Directions for this task: Please report every line of the listing below that has the word "feature" in it.

─── Materials provided ───

PR #25101, opened 2017-12-28
Extend spacers and sizes

unrevised6419:
Extend `$spacers` and `$sizes` like `$theme-colors` and other maps.  

Used `// stylelint-disable` because `stylelint` complains about map on single line.

ps: Can `$grid-breakpoints` and `$container-max-widths` also be extended like this?


mdo:
I suppose all our Sass maps should behave the same way—it'd make documentation easier. The only problem is removing values from the maps this way—you have to use `map-remove`. Not the end of the world, but worth noting here.

scss/_variables.scss
```diff
@@ -114,23 +114,27 @@ $enable-print-styles:       true !default;
 // variables. Mostly focused on spacing.
 // You can add more entries to the $spacers map, should you need more variation.
 
+// stylelint-disable
```
XhmikosR: Can't we be more explicit with what we disable here?

iamandrewluca: As in case for other empty maps. Stylelint does not allow empty maps ex:
```sass
// stylelint-disable
$grays: () !default;
// ...
$colors: () !default;
// ...
$theme-colors: () !default;
// ...
// stylelint-enable
```
https://github.com/twbs/bootstrap/pull/25101/files/17a992f414d1c6963320cd1d877d205c85e8b82c#diff-d8ee409a461718bfb6240710c8c73382R11

XhmikosR: No worries, I remembered I had to do the same there when we switched to stylelint.

mdo (approved):

karengrigoryan:
To add/modify values in `$grid-breakpoints` and `$container-max-widths` we still need to copy the whole map to `custom.scss` in **4.0.0**. Any chance to extend them like other maps?

iamandrewluca:
For now you can `map-merge` after default vars import.

iamandrewluca:
@karengrigoryan https://github.com/twbs/bootstrap/pull/25392

PR #25104, opened 2017-12-28
Expand all docs sidebar links

mdo:
Revamps docs left sidebar to show all groups' nav items for easier docs browsing.

screen shot 2017-12-28 at 11 34 05 am


XhmikosR:
Are you sure this is better? I find the current way simpler to my eyes, at least.

mdo:
@XhmikosR I was navigating around fixing some stuff up yesterday and was annoyed when I had to click one section, wait for the wrong page to load, and then click another. For example, I click Components, am brought to Alerts, and then have to click Navbar.

Dunno if it's best yet, and the search does take care of most of this, but figured I'd see what the reason was to something like this.

XhmikosR:
That is a valid point indeed. How about we just make the root category
expandable with a click but collapsed by default?

It's something I was thinking the other day.

XhmikosR:
Or maybe just show the current group only and the rest just collapsed
instead of a tags.

mdo:
Punting on this.

PR #25106, opened 2017-12-28
Docs: explicitly apply CSS `::before` styles for syntax highlighting just to `<code>` element

patrickhlauke:
Currently, the classes are added to both `<pre>` and `<code>`, resulting in a doubling-up of the `::before` content.

See for instance http://getbootstrap.com/docs/4.0/getting-started/download/

capture

### DIFF
--- a/assets/scss/_syntax.scss
+++ b/assets/scss/_syntax.scss
@@ -64,14 +64,14 @@
 .css .o + .nt,
 .css .nt + .nt { color: #999; }
 
-.language-bash::before,
-.language-sh::before {
+code.language-bash::before,
+code.language-sh::before {
   color: #009;
   content: "$ ";
   user-select: none;
 }
 
-.language-powershell::before {
+code.language-powershell::before {
   color: #009;
   content: "PM> ";
   user-select: none;


mdo:
https://cl.ly/2F3c3q3s0u3H/Screen%20Shot%202017-12-28%20at%201.06.39%20PM.png

mdo:
Is your, or my, cache stale? I don't see this.

screen shot 2017-12-28 at 1 06 39 pm

patrickhlauke:
@mdo strange. i only see it happening in chrome. looking at devtools, there the `language-sh` is applied to both the `<pre>` and the nested `<code>`. in edge and firefox that isn't the case.

patrickhlauke:
this also seems to mess up code highlighting in other instances. only happens in chrome stable, not canary...very odd

patrickhlauke:
can't pinpoint what it is, but appears to be something at my end. in the same stable chrome instance, in an incognito window, it behaves correctly. could be one of my extensions misbehaving, perhaps.

patrickhlauke:
turns out it was the aXe chrome extension causing it for some reason https://chrome.google.com/webstore/detail/axe/lhdoppojpmngadmnindnejefpokejbdd - the highlighting code seemed to run twice (slowing the connection i could see it being applied once, correctly, and then the second time, breaking things and adding the doubled-up `::before`)

/cc @marcysutton

marcysutton:
@patrickhlauke there's a new version out today that should fix that issue, can you see if it persists? I'm not seeing the issue original on my machine with it installed.

PR #25108, opened 2017-12-28
Update Theming docs for removing map items

### LINKED ISSUE #24849: Overriding $theme-colors
Using v4.0.0-beta.2, I found out something changed with map of theme colors.

Now default `$theme-colors` is merged with custom one, no matter what.
But what if I don't need _success_, _info_, _danger_, etc… for background or text utility classes?

mdo:
Fixes #24849


XhmikosR (approved):

jbmikk:
I don't understand how to remove a variant.
If can't remove them before importing bootstrap, and if I remove them after importing the variants get compiled anyway. What's the point of remove a variant for the map if all variants have already been generated?

PR #29633, opened 2019-11-04
Make check label cursor customizable

GaryPEGEOT:
Use a cursor pointer on custom form labels to indicate that the element is "clickable"

### DIFF
--- a/scss/_custom-forms.scss
+++ b/scss/_custom-forms.scss
@@ -76,6 +76,7 @@
   margin-bottom: 0;
   color: $custom-control-label-color;
   vertical-align: top;
+  cursor: pointer;
 
   // Background-color and (when enabled) gradient
   &::before {
--- a/scss/_custom-forms.scss
+++ b/scss/_custom-forms.scss
@@ -76,7 +76,7 @@
   margin-bottom: 0;
   color: $custom-control-label-color;
   vertical-align: top;
-  cursor: pointer;
+  cursor: $custom-control-cursor;
 
   // Background-color and (when enabled) gradient
   &::before {
--- a/scss/_variables.scss
+++ b/scss/_variables.scss
@@ -526,6 +526,7 @@ $custom-forms-transition:               background-color .15s ease-in-out, borde
 
 $custom-control-gutter:                 .5rem !default;
 $custom-control-spacer-x:               1rem !default;
+$custom-control-cursor:                 null !default;
 
 $custom-control-indicator-size:         1rem !default;
 $custom-control-indicator-bg:           $input-bg !default;


MartijnCuppens:
@patrickhlauke, is this a good idea?

patrickhlauke:
this is a constant debate. by default browsers don't show do it. this would be an opinionated change. 
we already had lengthy back and forths about setting `cursor:pointer` for buttons, and in the end resorted to making a new variable for it. we could create a new variable, or rename/expand the current `$enable-pointer-cursor-for-buttons` to cover more "browsers don't normally do this, but it's clickable, so we're forcing a different cursor". but i personally wouldn't go for this, as some users may fear that clicking on the label when it shows a hand cursor may actually take them somewhere else/out of the form altogether (like it's a link or something)

GaryPEGEOT:
> 
> 
> this is a constant debate. by default browsers don't show do it. this would be an opinionated change.
> we already had lengthy back and forths about setting `cursor:pointer` for buttons, and in the end resorted to making a new variable for it. we could create a new variable, or rename/expand the current `$enable-pointer-cursor-for-buttons` to cover more "browsers don't normally do this, but it's clickable, so we're forcing a different cursor". but i personally wouldn't go for this, as some users may fear that clicking on the label when it shows a hand cursor may actually take them somewhere else/out of the form altogether (like it's a link or something)

On the other hand, right now some user don't know they can click on the switch / checkbox, so an option might be interesting to let people decide if they want it to be displayed as a cursor, WDYT ?

patrickhlauke:
there's a lot of things users don't know ... there's a fine line between helping users vs diverging too much from what browsers do by default on all other sites...

there's no right or wrong around this question (despite strong opinions one way or another like https://medium.com/simple-human/buttons-shouldnt-have-a-hand-cursor-b11e99ca374b) ... so having a variable strikes a certain balance at least

GaryPEGEOT:
@patrickhlauke  what's the prefered way? Create a new variable or rename & expand the current one?

MartijnCuppens:
I wouldn't use a new `$enable-*` variable here but just add a `$custom-control-cursor` variable which is `null` by default.

XhmikosR:
This targets the wrong branch.

GaryPEGEOT:
> 
> 
> This targets the wrong branch.

Ok, so which one should I use ? (It's my first "contribution")

XhmikosR:
The master branch is the default branch.

GaryPEGEOT:
> 
> 
> The master branch is the default branch.

@XhmikosR neither the file nor the class exist on the master branch.

XhmikosR:
Maybe this is only v4 specific then. In that case I'd say I'm against it since it can be a breaking change.

GaryPEGEOT:
@XhmikosR the default value is null, as of the actual behavior, so I don't see how it is a BC.

XhmikosR:
Yeah, I already edited my comment.

mdo:
Custom forms are no longer custom in v5, which is why these styles don't appear there. They're all consolidated into the default form controls so we have a single set of forms. I'm good with the null variable here.

XhmikosR:
@mdo: does this patch apply in master, though?

MartijnCuppens (approved):
Let's do this

PR #29638, opened 2019-11-04
Dist

XhmikosR:
@twbs/css-review please have a look in case we missed something


Johann-S (approved):

XhmikosR:
The only thing I don't get is why those `webkit` prefixes are added. Probaly some browser's usage changed.

`npx browserslist` should show more info @MartijnCuppens

PR #29639, opened 2019-11-04
Add safety check for falsy sanitizer input.

### LINKED ISSUE #29474: `tooltip#sanitizeHtml()` missing `null` check
Operating system: Windows 10
Browser: Chrome 77

Test case:
In update to 3.4.1 community added `sanitizeHtml` feature to `tooltip.js`. Code itself works fine, but it is missing _null check_ before attempt to sanitize string/content/title, which breaks (at least in my project) existing code.

Proposed fix:
```
function sanitizeHtml(unsafeHtml, whiteList, sanitizeFn) {
    // if (unsafeHtml.length === 0) {
    if (!unsafeHtml || unsafeHtml.length === 0) {
      return unsafeHtml
    }
...
}
```

peterblazejewicz:
When the input of sanitizer evaluates to false:
- do not rely on assumed string length
- default to empty string on falsy input

With that change the falsy input like null, undefined or empty string
should return the same results: empty string.

Thanks!

Fixes #29474


js/src/util/sanitizer.js
```diff
@@ -92,8 +92,8 @@ export const DefaultWhitelist = {
 }
 
 export function sanitizeHtml(unsafeHtml, whiteList, sanitizeFn) {
-  if (!unsafeHtml.length) {
-    return unsafeHtml
+  if (!unsafeHtml || !unsafeHtml.length) {
```
XhmikosR: How about we just do `!Boolean(unsafeHtml)`?

js/src/util/sanitizer.js
```diff
@@ -92,8 +92,8 @@ export const DefaultWhitelist = {
...
+    return unsafeHtml || ''
```
XhmikosR: Any specific reason to return an empty string instead of `false`?

XhmikosR:
That issue is for v3 BTW. @Johann-S we should edit to mention if it happens in v4 and v5 (remove 3 since it's EOL) and mark this for backport

js/src/util/sanitizer.js
peterblazejewicz: Good point, done the reading and now I knew Boolean(...) is alrady used here in the source base. To be amended

peterblazejewicz: So that way:
```js
if (!Boolean(unsafeHtml) || !unsafeHtml.length) {
```
cannot be written, as there is a rule in ESLint config `Redundant Boolean call.eslint(no-extra-boolean-cast)`, which fixes to expression I've used. Not sure what to do with this to not over engineer simple statement

js/src/util/sanitizer.js
peterblazejewicz: As there is no JSDoc, I tried to read intent from:
- empty string (String.lenght) returns empty string
- `sanitizeFn` from docs recommends DOMPurify, which returns empty string always (we are using DOMPurify in one product, pretty sure here)
- the return from the function itself, here is the string (`innerHtml`)

Johann-S (approved):
LGTM 👍 
And yes we can backport that in v4 too

js/src/util/sanitizer.js
XhmikosR: I guess we can just do `!unsafeHtml`? @Johann-S what do you prefer?

Johann-S:
Hi @peterblazejewicz,

It seems it's impossible to pass `undefined` or `null` to the sanitizer because, our sanitizer is bundled in our components see: https://github.com/twbs/bootstrap/pull/29733

XhmikosR:

*This is an automated reply*

PR #29644, opened 2019-11-05
adjust card overflow settings

### LINKED ISSUE #29643: Set overflow:hidden on a .card
When a card has a fairly large border radius, the background color can be seen outside of the card. Adding `overflow:hidden` to a card will fix this.

Here is an example with just changing the border radius of a card to 2rem instead of 0.25rem
image

Mac OSX - Mojave -- Safari 12.1.1 and Chrome 78.0.3904.70

korthjp17:
Add overflow:hidden to all instances of card (removed from the specific version of accordion implementation)

fixes #29643

### DIFF
--- a/scss/_card.scss
+++ b/scss/_card.scss
@@ -12,6 +12,7 @@
   background-color: $card-bg;
   background-clip: border-box;
   border: $card-border-width solid $card-border-color;
+  overflow: hidden;
   @include border-radius($card-border-radius);
 
   > hr {
@@ -243,7 +244,6 @@
 
 .accordion {
   > .card {
-    overflow: hidden;
 
     &:not(:last-of-type) {
       border-bottom: 0;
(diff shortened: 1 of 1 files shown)


MartijnCuppens:
This change could simplify the card a little more (like the removal of `$card-inner-border-radius`).

The only downside will be that we won't be able to add elements which overflow the card like:


(You could achieve this by adding the badge to a wrapper though)

Anyway, imo this is something we can do if:
- we document this in our migration guide
- we make the overflow value a variable instead of a static value
- we remove the `$card-inner-border-radius` css

The last point is the only thing I'm a bit concerned about, if we remove this, it will reintroduce the overflow issues we have when the overflow is reset.

@twbs/css-review, what are your opinions?

mdo:
Sorry, but we can’t do this. Breaks too many things for folks.

ysds:
Thank you thought we'll pass on this per above comment.

PR #29664, opened 2019-11-12
Update tooltip.js

cherrol:
add custom class.


XhmikosR:
Thanks for the patch but v3 is EOL.

TriteLove:
okay, thank for you reply.

Issue #29701, opened 2019-11-21
Add additional test to to check if dart Sass or node-sass with compressed output are still working


MartijnCuppens:
We only test for the `expanded` output style, but the compressed style could potentially break things.

We should also add tests for Dart Sass.

First step is to just check if compilation works, but we might also check if the output is the same (this can get tricky since the output ain't always the same, and I thought the way Dart Sass and lib sass handle `@extend`s is different).

XhmikosR:
I don't think it's our job to catch such issues, though. I mean, if it's a compiler bug, that's the place they test such things.

MartijnCuppens:
Agreed.

Closing this, since we have tests for Sass and node sass in the meantime

PR #29702, opened 2019-11-21
Compressed Sass output support

MartijnCuppens:
If the output style is changed from `expanded` to `compressed` here
https://github.com/twbs/bootstrap/blob/f1f320461066aec558a2a11cfb2f73c841434732/package.json#L24

the build fails, because keywords like `white` are converted to `#fff`. By converting the keys to strings, Sass won't recognize the keys as colors anymore.

I've opened https://github.com/twbs/bootstrap/issues/29701 to have a look at testing this by default.

### DIFF
--- a/scss/_utilities.scss
+++ b/scss/_utilities.scss
@@ -77,7 +77,7 @@ $utilities: map-merge(
     "border-color": (
       property: border-color,
       class: border,
-      values: map-merge($theme-colors, (white: $white))
+      values: map-merge($theme-colors, ("white": $white))
     ),
     // Sizing utilities
     "width": (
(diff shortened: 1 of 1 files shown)


XhmikosR (approved):

XhmikosR:
Do we have any other places?

XhmikosR:
BTW this would maybe make sense to have it as a rule in stylelint or stylelint-scss. Not sure where, and how hard it will be to implement.

MartijnCuppens:
Yeah, I've been thinking about that too, probably something for `stylelint-scss` since it's about Sass maps.

XhmikosR:
Please make a feature request in stylelint-scss so that we track this and we'll see if anyone will jump in to provide a patch :)

MartijnCuppens:
It seems this is already a thing, I've opened https://github.com/twbs/stylelint-config-twbs-bootstrap/issues/35 to have a look at this, but this will be quite a bulky change.

mdo (approved):

PR #29708, opened 2019-11-21
Remove Firefox fieldset bug callout

EricDunsworth:
* #21262 removed v4's copy of this callout.
* The bug the callout covered was fixed in late 2016.


EricDunsworth:
Closing since I wasn't aware that Bootstrap 3 had reached EOL.

PR #29709, opened 2019-11-22
Use double quotes in `.stylelintrc`

MartijnCuppens:
This rule should also be backported in `v4-dev`. Shall we do a new PR or cherry-pick https://github.com/twbs/bootstrap/pull/29612 and this PR, @XhmikosR?

### DIFF
--- a/.stylelintrc
+++ b/.stylelintrc
@@ -12,10 +12,10 @@
       "transition"
     ],
     "function-blacklist": ["calc"],
-    'scss/dollar-variable-default': [
+    "scss/dollar-variable-default": [
       true,
       {
-        'ignore': 'local'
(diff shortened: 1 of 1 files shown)


XhmikosR:
We just need to cherry pick the quotes change if it applies on the current v4-dev. Newer stylelint-config-twbs-bootstrap versions don't work with Node.js 6.

XhmikosR (approved):

XhmikosR:
AFAICT there's nothing to backport in v4, so we are good.

MartijnCuppens:
> Newer stylelint-config-twbs-bootstrap versions don't work with Node.js 6.

Ow yeah, I forgot. looks good indeed then

Issue #28247, opened 2019-02-13
The `disabled` property value of the custom radio button is not reflected in the display on Microsoft Edge


4dn-oss:
On Microsoft Edge, on changing the `disabled` property value of a custom radio button from JavaScript, the display of radio button is not updated. The display of radio button is updated correctly on  Firefox (65), Chrome (72.0.3626.96), IE11 (11.590.17134.0).

OS: Windows 10 (1803)
Browser: Microsoft Edge (42.17134.1.0)

Sample: https://codepen.io/4dn-oss/pen/KJeOdz

Expected Behavior: Every time the 'disable/enable' button is clicked, radio buttons will be disabled/enabled.
Result: On Microsoft Edge, radio buttons are always displayed as if it is enabled.

ysds:
Confirmed on Windows 10 (1809), Microsoft Edge 44.17763.1.0

![edge](https://user-images.githubusercontent.com/4065765/52720050-3e902e80-2fea-11e9-92c8-62c90a0a61a4.gif)

I found a similer report: https://github.com/IBM/carbon-components/issues/1536

tmorehouse:
I wonder if calling `vm.$forceUpdate()` on the checkbox after changing the disabled state would get around this issue? If it does, it would be a bit of a hack (as it would force the radio to re-render).  In carbon, it looks like they used a CSS hack to fix it.

4dn-oss:
Adding the CSS style `[disabled] ~ _ {}` introduced in the https://github.com/IBM/carbon-components/issues/1536 seems to solve this issue.

https://codepen.io/4dn-oss/pen/LqJGWQ

4dn-oss:
In my project, `[disabled] ~ _ {}` has deleted by webpack production build process. Dummy style such like  `[disabled]~_{font-size:inherit}` solved this probrem.

PR #29740, opened 2019-11-26
Use pseudo-class too for disabled check/radio

### LINKED ISSUE #29739: Check/radio doesn't consider disabled fieldset
As disabled attribute is used instead of :disabled pseudo-class, check/radio inputs are not rendered as disabled when they are contained in a disabled fieldset (see: https://jsfiddle.net/o17mLfda/1/).

jeromelebleu:
In order to consider check/radio inputs inside a disabled fieldset, this first use the :disabled pseudo-class. By the way, the URL of the relevant issue on M$ Edge seems broken or needs at least an account to track its progress...

fixes #29739


MartijnCuppens:
Maybe we could link to https://github.com/twbs/bootstrap/issues/28247 instead?

MartijnCuppens (changes requested):
This should also be changed in `_form-file.scss`

jeromelebleu:
Thanks for the link and the review. I have updated the patch to use the suggested workaround for Edge instead to keep only the `:disabled` pseudo-class for the ruleset. However, I don't have Edge to validate that it is still working on it. Could someone check that please?

ysds:
I am not a fan of such CSS hack 😕. I think the previous change (both `:disabled` and `[disabled]` ) is better.

jeromelebleu:
@ysds I agree with you, besides it seems to come out of nowhere... I have switched to this hack as it has been tested on Edge and implemented in other projects regarding #28247, and because I cannot confirm that using both `:disabled` and `[disabled]` will work on it too. But it is as you want for sure.

MartijnCuppens:
I agree with @ysds here

ysds:
I want to include this to 4.4.1 if we can work quickly.

jeromelebleu:
I have made changes accordingly, if someone can confirm that it is working on Edge please.

ysds:
I created a PR for v4: #29762

ysds:
So no longer need to rush this PR :)

ysds:
I checked the following test cases:

- Current (master) https://codepen.io/fellows3/pen/jOENWQe
- After https://codepen.io/fellows3/pen/xxbKZyb

ysds (approved):

MartijnCuppens (approved):

PR #29744, opened 2019-11-26
Add font style normal

### LINKED ISSUE #29590: Add `font-style-normal`
When you need to change the font style to italic, you can use `font-italic`. However, sometimes you need to change it back to normal (say all of your `.blockquote`s are italic and you need to make one of them normal). We already have `font-weight` utilities which names start with `font-weight`. Probably `font-style` utilities naming should be corrected as well: 

`font-style-normal`
`font-style-italic`

mattvgn:
Fixes #29590

I was not confident about changing `font-italic` to `font-style-italic` because it would break some people style.


site/content/docs/4.3/utilities/text.md
```diff
@@ -76,6 +76,7 @@ Quickly change the weight (boldness) of text or italicize text.
 <p class="font-weight-light">Light weight text.</p>
 <p class="font-weight-lighter">Lighter weight text (relative to the parent element).</p>
 <p class="font-italic">Italic text.</p>
+<p class="font-normal">Normal text.</p>
```
MartijnCuppens: Not sure if `Normal text` is clear enough, maybe we should go for `Text without font style`?

mattvgn: Good idea ! :)

MartijnCuppens (approved):
Thanks @mattvgn!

───

Response box:
In update to 3.4.1 community added `sanitizeHtml` feature to `tooltip.js`. Code itself works fine, but it is missing _null check_ before attempt to sanitize string/content/title, which breaks (at least in my project) existing code.
Please make a feature request in stylelint-scss so that we track this and we'll see if anyone will jump in to provide a patch :)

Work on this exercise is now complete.